:: Directions ::
The whole listing should be written out again exactly.

:: Data shown ::
■ ■ ■ ■ ■

Issue #1453, opened 2023-04-12
Change GIS Import to use row per CCBC ID and GIS Analysis


AntBush:
Change the GIS analysis import such that the JSON data is done row-by-row in the DB rather than storing the entire JSON array as a column.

■ ■ ■ ■ ■

:: Solution to this exercise ::
Issue #1453, opened 2023-04-12
Change GIS Import to use row per CCBC ID and GIS Analysis


AntBush:
Change the GIS analysis import such that the JSON data is done row-by-row in the DB rather than storing the entire JSON array as a column.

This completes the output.